Perto da piscina há um homem sentado em uma cadeira, como se fosse um salva-vidas, com o nariz esbranquiçado (não dá pra saber se é de protetor solar ou cocaína) e um jardineiro mexicano que deixa de aguar as plantas para aguar a piscina. As situações que são encontradas por detrás da porta, e da campainha com som de apito de navio, expressam muito bem a insanidade que existe na invasão de privacidade que muitos veículos televisivos, e agora a internet, promovem na vida dos famosos.
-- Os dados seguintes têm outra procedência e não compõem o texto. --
PR #67, opened 2020-03-30
vkd3d: Expose ID3D12Device3

doitsujin:
Stubs for now, but we're going to need this anyway at some point.

Plans for the near-ish future:
- [x] Implement more feature queries
- [x] Implement `CreatePipelineState` so that we can support some newer rendering features at all (such as Depth Bounds). RE Engine games need this method.
- Implement Depth Bounds. RE Engine games may take advantage of this. This will be done as a separate PR.


libs/vkd3d/device.c
```diff
@@ -3528,29 +3549,80 @@ static D3D12_RESOURCE_BINDING_TIER d3d12_device_determine_resource_binding_tier(
...
+                    amd->wavefrontSize;
+
+        /* There doesn't seem to be a way to get the SIMD width,
+         * so just assume 64 lanes per CU. True on GCN and RDNA. */
+        options1->TotalLaneCount = compute_units * 64;
+    }
+    else if (device->vk_info.NV_shader_sm_builtins)
+    {
+        const VkPhysicalDeviceShaderSMBuiltinsPropertiesNV *nv = &device->device_info.shader_sm_builtins_properties;
+        options1->TotalLaneCount = nv->shaderSMCount * nv->shaderWarpsPerSM;
```
HansKristian-Work, line 3914: This needs to be multiplied by 32 I think. This is the number of warps, not threads.

libs/vkd3d/device.c
```diff
@@ -2836,6 +2836,25 @@ static HRESULT STDMETHODCALLTYPE d3d12_device_CheckFeatureSupport(d3d12_device_i
...
+
+            if (feature_data_size != sizeof(*data))
+            {
+                WARN("Invalid size %u.\n", feature_data_size);
+                return E_INVALIDARG;
+            }
+
+            /* FIXME MSDN says SINGLE_PSO is always supported, but we
+             * currently don't support the API, including GetCachedBlob. */
+            WARN("Shader cache features not supported.");
```
HansKristian-Work, line 2864: I think we can only support this when we have more dynamic state to play around with. App might ask for cached pipeline before we have actually compiled anything meaningful.

HansKristian-Work:
Getting a warning, probably benign, but annoying.
```
libs/vkd3d/state.c:2479:12: warning: ‘hr’ may be used uninitialized in this function [-Wmaybe-uninitialized]
 2479 |     return hr;
```

tests/d3d12.c
```diff
@@ -3174,6 +3174,556 @@ static void test_create_graphics_pipeline_state(void)
...
+
+        /* Assign root signature. To keep things simple, assume
+         * that the root signature is always the first element
+         * in each pipeline stream */
+        union d3d12_root_signature_subobject *rs_subobject = tests[i].stream_desc.pPipelineStateSubobjectStream;
+
+        if (rs_subobject && rs_subobject->type == D3D12_PIPELINE_STATE_SUBOBJECT_TYPE_ROOT_SIGNATURE)
+            rs_subobject->root_signature = root_signature;
+
+        hr = ID3D12Device2_CreatePipelineState(device2, &tests[i].stream_desc, &IID_ID3D12PipelineState, &pipeline_state);
```
HansKristian-Work, line 3709: Getting a warning here:
```
/home/maister/git/vkd3d-standalone/vkd3d/tests/d3d12.c:3709:106: warning: passing argument 4 of ‘ID3D12Device2_CreatePipelineState’ from incompatible pointer type [-Wincompatible-pointer-types]
 3709 |         hr = ID3D12Device2_CreatePipelineState(device2, &tests[i].stream_desc, &IID_ID3D12PipelineState, &pipeline_state);
      |                                                                                                          ^~~~~~~~~~~~~~~
      |                                                                                                          |
      |                                                                                                          ID3D12PipelineState ** {aka struct ID3D12PipelineState **}
```

HansKristian-Work: Needs cast to `void**`

libs/vkd3d/device.c
HansKristian-Work: On my 1660 Ti I get 24 for SM count and 32 for Warp count.

doitsujin: Hm, looking at more GPUInfo reports, it actually looks like we have a similar problem as with AMD in that this only tells us the number of warps in flight, not the number of threads per SM. On Pascal/Turing it looks like we want to multiply by 2, on Volta we don't want to multiply by anything, haven't checked Maxwell or Kepler. But yeah, this is inaccurate.

libs/vkd3d/device.c
```diff
@@ -3412,29 +3847,105 @@ static D3D12_RESOURCE_BINDING_TIER d3d12_device_determine_resource_binding_tier(
...
+        const VkPhysicalDeviceShaderCorePropertiesAMD *amd = &device->device_info.shader_core_properties;
+        const VkPhysicalDeviceShaderCoreProperties2AMD *amd2 = &device->device_info.shader_core_properties2;
+        uint32_t compute_units;
+        
+        if (device->vk_info.AMD_shader_core_properties2)
+            compute_units = amd2->activeComputeUnitCount;
+        else
+            compute_units = amd->shaderEngineCount *
+                    amd->computeUnitsPerShaderArray *
+                    amd->wavefrontSize;
```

O diferencial desse quadro para o amontoado de besteiras que circulam por aí (além do humor inerente em ambos os casos) está no desempenho de Chevy Chase. Chase faz o papel de astro com toda sua jocosidade característica, esvaziando o glamour e o transforma em banalidade – abre a porta vestindo uma calça jeans, o cabelo desarrumado; sai de justificações sobre as mulheres em sua cama e vai para a conversa sobre o hospital infantil com a maior naturalidade do mundo, transita pela casa em seu roupão e creme de barbear desatando a conversar com o “salva-vidas” e o jardineiro mexicano “numa boa”. Um dia com Chevy Chase significa um dia com aquele que melhor personificou o homem americano suburbano: a celebridade nesse quadro é um mero homem invisível, nem os detalhes sórdidos que o cerca ressoam novelesco.

Nos anos 90, Chase realizou uma espécie de continuação dessa esquete com o filme Memórias de um Homem Invisível, sobre um homem que se tornara celebridade apenas enquanto “homem invisível” – e que era invisível quando não o era de fato.